Activity:
Your response should contain each line of the data that includes "raises".

Data to examine Start Marker

PR #2052, opened 2023-06-05
Modify rule S1598: Reworked into new educational format

kaufco:


kaufco:
Wrong branch name -> closed

PR #2055, opened 2023-06-05
SONARJAVA-4488 Modify rule S2153: reformulate description and code examples

leonardo-pilastri-sonarsource:


rules/S2153/java/rule.adoc
```diff
@@ -1,37 +1,36 @@
 == Why is this an issue?
 
-Boxing is the process of putting a primitive value into an analogous object, such as creating an ``++Integer++`` to hold an ``++int++`` value. Unboxing is the process of retrieving the primitive value from such an object.
+Boxing is the process of putting a primitive value into a wrapper object, such as creating an `Integer` to hold an `int` value.
+Unboxing is the process of retrieving the primitive value from such an object.
+Since the original value is unchanged during boxing and unboxing, there's no point in doing either when not needed.
```
dorian-burihabwa-sonarsource, line 5:
```suggestion
Since the original value is unchanged during boxing and unboxing, there is no point in doing either when not needed.
```

rules/S2153/java/rule.adoc
```diff
@@ -1,37 +1,36 @@
...
 
-
-Since the original value is unchanged during boxing and unboxing, there's no point in doing either when not needed. This also applies to autoboxing and auto-unboxing (when Java implicitly handles the primitive/object transition for you).
+Instead you should rely on Java implicit boxing/unboxing to convert from the primitive type to the wrapper type and vice versa, for better readability.
```
dorian-burihabwa-sonarsource, line 7:
```suggestion
Instead you should rely on Java's implicit boxing/unboxing to convert from the primitive type to the wrapper type and vice versa, for better readability.
```

dorian-burihabwa-sonarsource (approved):

PR #2067, opened 2023-06-06
Modify rule S3449: LAYC format

gregory-paidis-sonarsource:


rules/S3449/csharp/rule.adoc
```diff
@@ -1,31 +1,19 @@
 == Why is this an issue?
 
-include::../description.adoc[]
-
-=== Noncompliant code example
+Numbers can be shifted with the `<<` and `>>` https://learn.microsoft.com/en-us/dotnet/csharp/language-reference/operators/bitwise-and-shift-operators#left-shift-operator-[operators], but the right operand of the operation needs to be an `int` or a type that has an https://learn.microsoft.com/en-us/dotnet/csharp/language-reference/language-specification/conversions#102-implicit-conversions[implicit conversion] to `int`. However, with `dynamic`, the compiler's type checking is turned off, so you can pass anything to a shift operator and have it compile. And if  the argument can't be implicitly converted to `int` at runtime, then a https://learn.microsoft.com/en-us/dotnet/api/microsoft.csharp.runtimebinder.runtimebinderexception[RuntimeBinderException] will be raised.
```
gregory-paidis-sonarsource, line 3: There is some duplication both here and in `Resources`, but I think there are enough differences to justify the simplicity of this approach.

rules/S3449/csharp/rule.adoc
```diff
@@ -1,31 +1,21 @@
...
```
sebastien-marichal, line 3: There is an additional space:
```suggestion
Numbers can be shifted with the `<<` and `>>` https://learn.microsoft.com/en-us/dotnet/csharp/language-reference/operators/bitwise-and-shift-operators#left-shift-operator-[operators], but the right operand of the operation needs to be an `int` or a type that has an https://learn.microsoft.com/en-us/dotnet/csharp/language-reference/language-specification/conversions#102-implicit-conversions[implicit conversion] to `int`. However, with `dynamic`, the compiler's type checking is turned off, so you can pass anything to a shift operator and have it compile. And if the argument can't be implicitly converted to `int` at runtime, then a https://learn.microsoft.com/en-us/dotnet/api/microsoft.csharp.runtimebinder.runtimebinderexception[RuntimeBinderException] will be raised.
```

rules/S3449/csharp/rule.adoc
sebastien-marichal: This could be resolved with variables, but I agree, it could be too much for such a small paragraph.

rules/S3449/csharp/rule.adoc
sebastien-marichal, line 3: The `dynamic` section was not clear to me, at first I thought we were talking about when the right operand is `dynamic`, but looking at the example made me realize it was about the left operand. I find it confusing.

Also, a link to `dynamic` documentation would be great.

rules/S3449/vbnet/rule.adoc
```diff
@@ -1,8 +1,6 @@
 == Why is this an issue?
 
-include::../description.adoc[]
-
-=== Noncompliant code example
+Numbers can be shifted with the `<<` and `>>` https://learn.microsoft.com/en-us/dotnet/visual-basic/language-reference/operators/bit-shift-operators[operators], but the right operand of the operation needs to be an `int` or a type that has an https://learn.microsoft.com/en-us/dotnet/visual-basic/programming-guide/language-features/data-types/implicit-and-explicit-conversions[implicit conversion] to `int`. However, with `object`, the compiler's type checking is turned off, so you can pass anything to a shift operator and have it compile. And if  the argument can't be implicitly converted to `int` at runtime, then a https://learn.microsoft.com/en-us/dotnet/api/microsoft.csharp.runtimebinder.runtimebinderexception[RuntimeBinderException] will be raised.
 
 [source,vbnet]
 ----
```
sebastien-marichal, line 6: Pedantic: an example using the left shift operator (`<<`) could be added for parity.

rules/S3449/vbnet/rule.adoc
```diff
@@ -1,8 +1,6 @@
 == Why is this an issue?
 
-include::../description.adoc[]
-
-=== Noncompliant code example
+Numbers can be shifted with the `<<` and `>>` https://learn.microsoft.com/en-us/dotnet/visual-basic/language-reference/operators/bit-shift-operators[operators], but the right operand of the operation needs to be an `int` or a type that has an https://learn.microsoft.com/en-us/dotnet/visual-basic/programming-guide/language-features/data-types/implicit-and-explicit-conversions[implicit conversion] to `int`. However, with `object`, the compiler's type checking is turned off, so you can pass anything to a shift operator and have it compile. And if  the argument can't be implicitly converted to `int` at runtime, then a https://learn.microsoft.com/en-us/dotnet/api/microsoft.csharp.runtimebinder.runtimebinderexception[RuntimeBinderException] will be raised.
```
sebastien-marichal, line 3: Same here, there is an additional space:
```suggestion
Numbers can be shifted with the `<<` and `>>` https://learn.microsoft.com/en-us/dotnet/visual-basic/language-reference/operators/bit-shift-operators[operators], but the right operand of the operation needs to be an `int` or a type that has an https://learn.microsoft.com/en-us/dotnet/visual-basic/programming-guide/language-features/data-types/implicit-and-explicit-conversions[implicit conversion] to `int`. However, with `object`, the compiler's type checking is turned off, so you can pass anything to a shift operator and have it compile. And if the argument can't be implicitly converted to `int` at runtime, then a https://learn.microsoft.com/en-us/dotnet/api/microsoft.csharp.runtimebinder.runtimebinderexception[RuntimeBinderException] will be raised.
```

sebastien-marichal (changes requested):
The description is a bit confusing in my opinion, it could be rewritten for better clarity.

rules/S3449/vbnet/rule.adoc
gregory-paidis-sonarsource: Changed one of the examples so that we have one of each

sebastien-marichal (approved):
LGTM!

PR #2072, opened 2023-06-06
SONARJAVA-4482 Review LaYC format migration changes

leonardo-pilastri-sonarsource:


rules/S1130/java/rule.adoc
```diff
@@ -5,7 +5,7 @@ An exception in a `throws` clause in Java is superfluous if it is:
```
dorian-burihabwa-sonarsource, line 5: In the sentence above, we can remove the "in Java" part

rules/S1149/java/rule.adoc
```diff
@@ -1,17 +1,17 @@
 == Why is this an issue?
 
 Early classes of the Java API, such as `Vector`, `Hashtable` and `StringBuffer`, were synchronized to make them thread-safe.
-However, synchronization has a big negative impact on performance, even when using these collections from a single thread.
+However, synchronization has a big negative impact on performance, even when accessing these collections from a single thread.
 
 
-It is often best to use their new non-synchronized counterparts:
+It is often best to use their more recent non-synchronized counterparts:
```
dorian-burihabwa-sonarsource, line 7: Because the issue is not related to the modernity of the types maybe we should remove all notions of new/modern/more recent here. WDYT?

dorian-burihabwa-sonarsource (changes requested):

dorian-burihabwa-sonarsource (approved):

PR #2073, opened 2023-06-06
Modify rule S3447: LayC format

csaba-sagi-sonarsource:


gregory-paidis-sonarsource (approved):
Looks good.

I would only rewrite the noncompliant message, from this:

```csharp
// This doesn't compile, CS7036 shows
```

to this:

```csharp
// Compilation Error [CS7036]
```

Leaving it up to you.

PR #2077, opened 2023-06-06
Modify rule S105: LaYC format

amelie-renard-sonarsource:


vilchik-elena:
@amelie-renard-sonarsource will you update the spreadsheet or should I?

amelie-renard-sonarsource:
I'll do it, thanks @vilchik-elena

PR #2078, opened 2023-06-06
Modify rule S4635: LaYC format

sebastien-marichal:


rules/S4635/csharp/rule.adoc
csaba-sagi-sonarsource, line 1: I suggest also adding a link to the SubString method`s doc on MSDN.

PR #2080, opened 2023-06-06
Modify rule S2692: LaYC format

antonioaversa:
Adapts the [rule](https://sonarsource.github.io/rspec/#/rspec/S2692) to LaYC format level 2, for dotnet languages (csharp, vbnet).
Also, removes the directories for the following languages (rule not implemented):
- cfamily
- flex
- go
- php
- python
- vb6

Changes have been made for the following languages:
- java - rspecator section
- javascript - rspecator section


rules/S2692/csharp/metadata.json
```diff
@@ -1,3 +1,4 @@
 {
-  "title": "\"IndexOf\" checks should not be for positive numbers"
+  "title": "\"IndexOf\" checks should not be for positive numbers",
+  "quickfix": "infeasible"
```
csaba-sagi-sonarsource, line 3: Why do you think that there cannot be a quick fix for the rule?

rules/S2692/csharp/rule.adoc
```diff
@@ -1,16 +1,38 @@
...
+Any checks which look for values `> 0` ignore the first element, which is likely a bug. If the intent is merely to check inclusion of a value in a `string`, `List`, or an array, consider using the https://learn.microsoft.com/en-us/dotnet/api/system.string.contains[Contains] method instead.
 
-This rule also raises an issue when ``++IndexOfAny++``, ``++LastIndexOf++`` or ``++LastIndexOfAny++`` from a ``++string++`` is tested against ``++> 0++``
+[source,csharp]
+----
+strings.Contains(someString) // bool result
+----
 
-=== Noncompliant code example
+This rule raises an issue when an `IndexOf` value retrieved from a `string`, `List` or array is tested against `> 0`.
```
csaba-sagi-sonarsource, line 19: Why did you drop the other methods?
I think it would be nice to have them and maybe also give links to them on MSDN?

csaba-sagi-sonarsource, line 19: This and the part with the other methods the rule covers could be merged.

rules/S2692/rspecator.adoc
```diff
@@ -1,16 +1,15 @@
-include::../rule.adoc[]
-
 ifdef::env-github,rspecator-view[]
 
 '''
 == Implementation Specification
 (visible only on this page)
 
-include::../message.adoc[]
+include::message.adoc[]
```
csaba-sagi-sonarsource, line 7: I am not missing something, the message is only referenced here. I think we can directly put the content here and get rid of the file.

rules/S2692/csharp/metadata.json
antonioaversa: Makes sense to change it to `targeted`.

rules/S2692/csharp/rule.adoc
antonioaversa: I have merged them. I restructured a bit because in actuality not all the methods apply to all types.

csaba-sagi-sonarsource (approved):
LGTM!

Data to examine End Marker

Output of the exercise:
-This rule also raises an issue when ``++IndexOfAny++``, ``++LastIndexOf++`` or ``++LastIndexOfAny++`` from a ``++string++`` is tested against ``++> 0++``
+This rule raises an issue when an `IndexOf` value retrieved from a `string`, `List` or array is tested against `> 0`.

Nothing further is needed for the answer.